Al termine di un vertice europeo la cui agenda ha spaziato dalla crisi del Covid-19 ai rapporti con la Russia, passando per la spinosa questione dell’Ungheria e il rispetto dello Stato di diritto, Enrico Letta si è concesso una lunga intervista a France 24. Il segretario nazionale del Partito Democratico è tornato a chiedere sanzioni per i Paesi più omotransfobici del Vecchio Continente, Ungheria in testa
“Questo atteggiamento contro i diritti delle persone omosessuali è insopportabile”, ha tuonato Letta, preoccupato dal fatto che “l’Ungheria stia cambiando il discorso sullo stato di diritto in Europa”. “L’Unione Europea deve prendere una posizione chiara e dura” contro il Paese, perché “è una linea rossa che Viktor Orban non può superare”.
Parole chiare, quelle dell’ex premier, che a Berlino aveva già detto che “o si sta con Orban, oppure si sta con i valori europei di rispetto e tolleranza.
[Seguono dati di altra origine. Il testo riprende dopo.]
PR #1287, opened 2016-04-22
Issue#1275 handlebars part2

priyaganti:

Issue #1275, opened 2016-04-19
Cleanup handlebar helpers and move to .jst files (handlebars-part2)


priyaganti:

phillxnet:
@priyaganti I've added a couple of columns to the disks table in the referenced issue so just linking here to remind me to keep an eye on your changes so that I might try and ease merging later.

MFlyer:
@priyaganti - @schakrava this to be closed after last PR merged

schakrava:
Fixed by #1287

PR #1292, opened 2016-04-25
drive power down interface. Fixes #885

### LINKED ISSUE #885: drive power down interface

phillxnet:
Adds a per drive power down interface / feature based on idle time using the standard hdparm parameters. Given this is closely related to a drive's Advanced Power Management (APM) setting a display of the current setting and an option to change this setting is also included in the disks table and on the same configuration page. Care has been taken to graphically associate the APM setting with the Power Status (spin down) setting by grouping these columns one after the other and maintaining this relationship on the settings page also.

Hdparm is itself an interface to the kernel's own drive control subsystem so we are sticking to core linux utilities for this feature.

The hdparm switches used are -C to set idle spin down time and -B to read and set APM level.
N.B. It is not possible to read a drives current setting for -C (idle spin down) which complicates matters, the meaning for these values can also vary between drives. The settings used are drawn from man hdparm and are apparently more reliable for newer drives.

Hdparm settings are maintained over a reboot but not over a power cycle. To address this a new stand alone rockstor systemd service is introduced (rockstor-hdparm.service). It does not depend on any other rockstor systemd service and no other rockstor service depends on it. The service is used simply to execute the tested hdparm commands that are otherwise executed on demand via the WebUI. That is if no error message and no non zero return code is received from a proposed (via user config entry) hdparm command then that same command is placed in this systemd service unit to be applied on the next boot to address the power cycle loss of these settings otherwise.

As idle time / spin down is associated with rotational media we do not apply any setting to a device if it fails an included is_rotational test. This test is based on a drives udevadm info readings for rpm and Automatic Acoustic Management (AAM) readings. The kernels own proc reading of rotation has been frequently reported as currently unreliable hence establishing our own mechanism for this. This function (in system/osi) is considered as conservative and will err on the "not confirmed as rotational" side. If the is_rotational function returns false no setting is applied and user confirmation of this is simply to not update our disk table with any requested settings. This could be improved upon but may benefit from future enhancements in a notification system. As is the following info level message is logged:-
"Skipping hdparm settings: device not confirmed as rotational"
This should soon be more readily available by improvement in WebUI log view functionality.

The core of this feature's function is several light weight property extensions to the disk model that provide the power status, hdparm -C setting, and current APM level to the disks page by way of the additional 2 columns. There is also included a pause function that simply executes hdparm -y to request a drive immediately enters standby mode. No full sleep mode is activated by the included mechanisms (ie hdparm -Y) as such a state requires that a drives interface be re-set and was considered overly heavy handed and potentially more problematic. The active settings change path takes the users input and tests it for sanity then attempt to run the proposed hdparm command one switch at a time; starting with the -B setting as this is more often problematic due to some drives not supporting this APM level set option. If any errors or non zero return codes are received then this setting is not included in the final systemd entry. The -C switch is then also tested in isolation and again if any errors or non zero return codes are encountered then at this stage no entry will be submitted to the systemd file. This means in some circumstances we may have only -C settings for a device but if the -B setting passed our tests then it is by default included; often simply re-affirming the default setting unless the user has specified otherwise. The core method to update the systemd service is implemented in update_hdparm_service which is utilized only by set_disk_spindown that tests the viability of the proposed hdparm switches.

To facilitate the option to not include a -B setting we use the 0 value for that switch. This is a symmetrical arrangement in that if an hdparm -B reading fails or returns 'not supported' the reading mechanism conflates these responses into the 0 value (see get_disk_APM_level). This is otherwise an unused APM value (ie 1-255) and so we can maintain a simple interger for this value. This way we avoid applying any -B option to a drive that has otherwise failed to cleanly respond to our -B request or has done so but with a 'not supported' response. Like wise the mechanism is employed to remove any existing -B entry by passing zero as the requested value. The same reading mechanism translates the off reading to 255 which requires our interface logic to translate this back to 'off' but this was considered a cleaner system than dealing with the raw values of 0 (our flag) or 1-255 (written values) or 'off' which represents a reading of the the written value 255. This way we maintain symmetry with reading (using our low level reader) and writing and only translate in the UI for readability. On the UI front the APM settings are disabled by way of their tickbox option and the tick box is also disabled when an APM read of 0 (error or not supported) is encountered.

Note that all hdparm commands use the dev by-id names to maintain correct targets over system reboots. Several general purpose mechanism have been included in this pr to facilitate translating the currently db drive.names of sda / sdb to these more stable by-id drive names which are created by the udev subsystem and represent simple symbolic links to their associated sda / sdb type names. It is intended that these translation functions be employed on a wider basis going forward.

By default we offer a 20 minute idle spin down time if a prior setting is not found. Given prior settings cannot be established using system calls we establish the single point of truth to be direct reading from the device and the systemd file where reading from the device is not possible (ie with -C settings). This avoids using the django db and was intended to keep the whole hdparm feature as light as possible. If the systemd file does not exist it is created from the empty template held in /opt/rockstor/conf/rockstor-hdparm.service. When newly established the service is also enabled but not started as the associated commands have already been executed by way of the tests prior to their entry in the systemd file. The service being enabled is sufficient to ensure that they will be run on next boot which is all that is needed. If on the other hand no entries are found in an existing /etc/systemd/system/rockstor-hdparm.service file, ie by way of UI instigated edits, then the service is disabled and the service file removed in order to prepare for new settings and the re enabling of the service in that instance.

In light of issue #1275 and it's associated pr #1287 which re-factors the disks table creation code modified in this pr I have prepared some handlebar helpers and included them in this pull request, they are however untested as they rely on what is as yet un-merged UI code.

Testing of the supplied spin-down values has been mostly successful with values of 20 minutes and less as higher values are less reliable to non functional. It was also found that with no WebUI open the drives are much more reliably suspended, however opening the WebUI and viewing the disks page after drives have entered standy mode and even refreshing this view via browser or via use of the "Rescan" button doesn't then wake the drives that have entered standby. So there appears to be some command active that inhibit the drives entering standby (while the WebUI is open) but doesn't then activate these drives once they are in standby mode. This was a hard one find. Also note that even with the WebUI open multiple drives did successfully enter standby when set to 30 seconds or 1 minute but no longer. However 20 mins and below seem to work find when the WebUI isn't active. This has mostly been tested when viewing the disks page and is quite a time consuming business. Hence the submission of this pr at the beginning of a testing cycle.

Reference in the user interface is also made to the recently merged "Task execution time windows" feature.

Note: This pr submission text is also intended as the basis of a wiki entry upon successful review and merge. The wiki entry can then serve as a technical manual on this subsystem.

### DIFF
--- a/conf/rockstor-hdparm.service
+++ b/conf/rockstor-hdparm.service
@@ -1,0 +1,9 @@
+Description=Rockstor hdparm settings
+After=suspend.target
+
+[Service]
+Type=oneshot
+ExecStart=
+
+[Install]
+WantedBy=suspend.target basic.target
--- a/conf/rockstor-hdparm.service
+++ b/conf/rockstor-hdparm.service
@@ -3,8 +3,11 @@ Description=Rockstor hdparm settings
 After=suspend.target
 # Rockstor-hdparm - the automated maintenance of this file requires a clear line
 # at the end of both the Unit and Service sections, but no other clear lines.
-# It should also be exactly 13 lines long including these comments but not
-# including the ExecStart lines and their obligatory following one line comment.
+# The line count of the template file in <rockstorroot>/conf is used to evaluate
+# if an 'all entries removed' scenario has been reached. If any modification are
+# made to the template file please also delete the generated file,
+# /etc/systemd/system/rockstor-hdparm.service, and recreate any existing
+# configuration via Rockstor's WebUI.
 
 [Service]
 Type=oneshot
--- a/conf/rockstor-hdparm.service
+++ b/conf/rockstor-hdparm.service
@@ -1,9 +1,13 @@
+[Unit]
 Description=Rockstor hdparm settings
 After=suspend.target
+# Rockstor-hdparm - the automated maintenance of this file requires a clear line
+# at the end of the Unit and Service sections, but no other clear lines.
+# Also requires at least one ExecStart entry in Service section with a comment
+# directly after each ExecStart entry.
 
 [Service]
 Type=oneshot
-ExecStart=
 
 [Install]
 WantedBy=suspend.target basic.target
--- a/conf/rockstor-hdparm.service
+++ b/conf/rockstor-hdparm.service
@@ -3,8 +3,8 @@ Description=Rockstor hdparm settings
 After=suspend.target
 # Rockstor-hdparm - the automated maintenance of this file requires a clear line
 # at the end of the Unit and Service sections, but no other clear lines.
-# Also requires at least one ExecStart entry in Service section with a comment
-# directly after each ExecStart entry.
+# It should also be exactly 13 lines long including these comments but not
+# including the ExecStart lines and their obligatory following one line comment.
 
 [Service]
 Type=oneshot
--- a/conf/rockstor-hdparm.service
+++ b/conf/rockstor-hdparm.service
@@ -2,7 +2,7 @@
 Description=Rockstor hdparm settings
 After=suspend.target
 # Rockstor-hdparm - the automated maintenance of this file requires a clear line
-# at the end of the Unit and Service sections, but no other clear lines.
+# at the end of both the Unit and Service sections, but no other clear lines.
 # It should also be exactly 13 lines long including these comments but not
 # including the ExecStart lines and their obligatory following one line comment.
 
--- a/src/rockstor/fs/btrfs.py
+++ b/src/rockstor/fs/btrfs.py
@@ -1115,26 +1115,26 @@ def get_disk_power_status(disk):
     any request will wake a fully sleeping drive.
     Drives in 'sleeping' mode typically require a hard or soft reset before
     becoming available for use, the kernel does this automatically however.
-    :param device: disk name eg sda.
+    :param device: disk name as stored in db / Disk model.
     :return: single word sting of state as indicated by hdparm -C /dev/<disk>
     and if we encounter an error line in the output we return unknown.
     """
     # if we use the -C -q switches then we have only one line of output:
     # hdparm -C -q /dev/sda
     # drive state is:  active/idle
-    # Note however that if there is an bad/missing sense data then it will be
-    # on the first line but then we can't trust what follows anyway then.
-    hdparm_command = [HDPARM, '-C', '-q' '/dev/%s' % disk]
-    # todo consider throw=False for production
-    out, err, rc = run_command(hdparm_command)
-    # should be only one line but trawl anyway.
-    # todo once tested loose the for loop.
-    for line in out:
-        fields = line.split()
-        # our line of interest as 4 fields when split by spaces, see above.
+    # in some instances an error can be returned even with rc=0, we ignore this
+    # ie SG_IO: bad/missing sense data, sb[]:  70 00 05 00 00 00 00 0a ......
+    # We may want to ignore / return unknown when len(err) != 1
+    out, err, rc = run_command([HDPARM, '-C', '-q', '/dev/%s' % disk],
+                               throw=False)
+    # if len(err) != 1:
+    #     logger.debug('hdparm has output to standard error of %s', err)
+    if len(out) > 0:
+        fields = out[0].split()
+        # our line of interest has 4 fields when split by spaces, see above.
         if (len(fields) == 4):
             return fields[3]
-    return 'Unknown'
+    return 'unknown'
 
 
 def blink_disk(disk, total_exec, read, sleep):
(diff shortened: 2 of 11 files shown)


phillxnet:
Please note that this pr moved some non btrfs functions from fs/btrfs to system/osi.
This may have some unforeseen repercussions on building / packaging.

maxhq:
Hi @phillxnet,
I really like your great effort regarding the power down functionality!
After a quick look through the code I stumbled upon two lines where you hardcode the expected line count of the systemd template - I see it was late friday night ;-).
https://github.com/phillxnet/rockstor-core/blob/885_drive_power_down_interface/src/rockstor/system/osi.py#L985
https://github.com/phillxnet/rockstor-core/blob/885_drive_power_down_interface/src/rockstor/system/osi.py#L1003
I think this is likely to cause headaches in the future and you should open the template and count the lines. Or better: grep for `ExecStart` as this seems to be the trigger according to your code comments (by the way: great comments!).

Regards,
Jens

phillxnet:
@maxhq Thanks for the review, much appreciated; and yes I did feel a little guilty about this one. But I had assumed nobody was watching ;-).
More seriously my thought on this at the time was that given we control the template and that the template states in comments there is an expected length of 13 (to provide this very check as it goes) then I though we were done. But as you say there is a little fragility there going forward given we can't even add more comments so I agree a little test first and proceed may help. Also we can unite the two '13' checks which should have been done anyway. It does mean we add another file read and line count on every edit but this is not a frequent thing and the file is tiny as well so yes.

As to working directly from ExecStart I actually started off doing it that way and having an empty ExecStart within the template but ended up preferring a blank (no ExecStart) template as this made more sense to me and cleaned thing up a tad. It also allowed for this easy check of line counts rather than using the expensive and slow 're' pattern matching just to see if we had an empty file, ie all configs removed by use request. I tried initially to embed the 'back to template' into the main parsing code loop but as indicated in the code comments I thought this was complicated enough already so sided with the 2 step approach to try and keep the code a little easier to maintain.

I will also as per your comments check my own in-code comments re ExecStart expectation in the template.

@schakrava On review from @maxhq I plan to add an additional template line count and unify the resulting value in the two conditionals that reference it.

@maxhq I meant to say, as you now see, that I didn't manage to get your great idea of per pool power down in as this turned out to be a step too far to get this pr ready for review in time before the rest of Rockstor moved sufficiently far on to make merging it more problematic. As is there is already a UI element that will need to be hand merged and re-tested. But I think if this works out and gets in we can pop that into another nice to have feature request issue. Thank again for looking over this and your generous comments. Many eyes and all.

phillxnet:
v2 changelog: (last 3 commits)
As suggested by @maxhq I have added a template line count and unified this value's use.
A check has now been placed on the existence of this template file (prior todo).
All tested to behave as expected, including deleting the template file to test for graceful failure and relevant logging.

@schakrava v2 ready for review.

schakrava:
@phillxnet I am loving the comments and thorough implementation over all. It's very considerate of you to hand merge #1285, making my task a lot easier.

schakrava:
Also consider creating a separate file for specific group of functions. eg: hdparm.py or udev.py etc.. Just a random thought as you are improving the helper layout.

schakrava:
Thanks for all your work on this @phillxnet, happy to have merged it finally.

Thanks for pitching in @maxhq

phillxnet:
@schakrava Cheers and thanks for you help on getting this one done. @maxhq Thanks from me also.

maxhq:
@schakrava @phillxnet It's very pleasant to work with enthusiastic people like you! I love RockStor for your friendly attitudes, the use of BTRFS, the great UI and the way you use existing tools and functionality of Linux. Thank you!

I piedi in due staffe no. Quello è solo opportunismo”. “C’è chi sta con Orban. Noi stiamo con l’anti Orban, Gergely Karácsony, sindaco di Budapest. A Berlino abbiamo fatto un patto di azione comune, contro gli oscurantismi e per i valori di libertà e tolleranza”.
Tornato in Italia, Letta ha garantito il suo totale appoggio al DDL Zan, nel corso di una nuova diretta con Radio Immagina: “Non abbiamo interlocutori che hanno la voglia o anche la credibilità di migliorare un testo. Si sono messi in testa, dall’inizio, di abbattere il DDL Zan. Punto. Questa è la loro bandiera. Il confronto è tra chi vuole una norma e chi vuole abbattere tutto. Questo è quello che rende molto difficile il tema della mediazione”.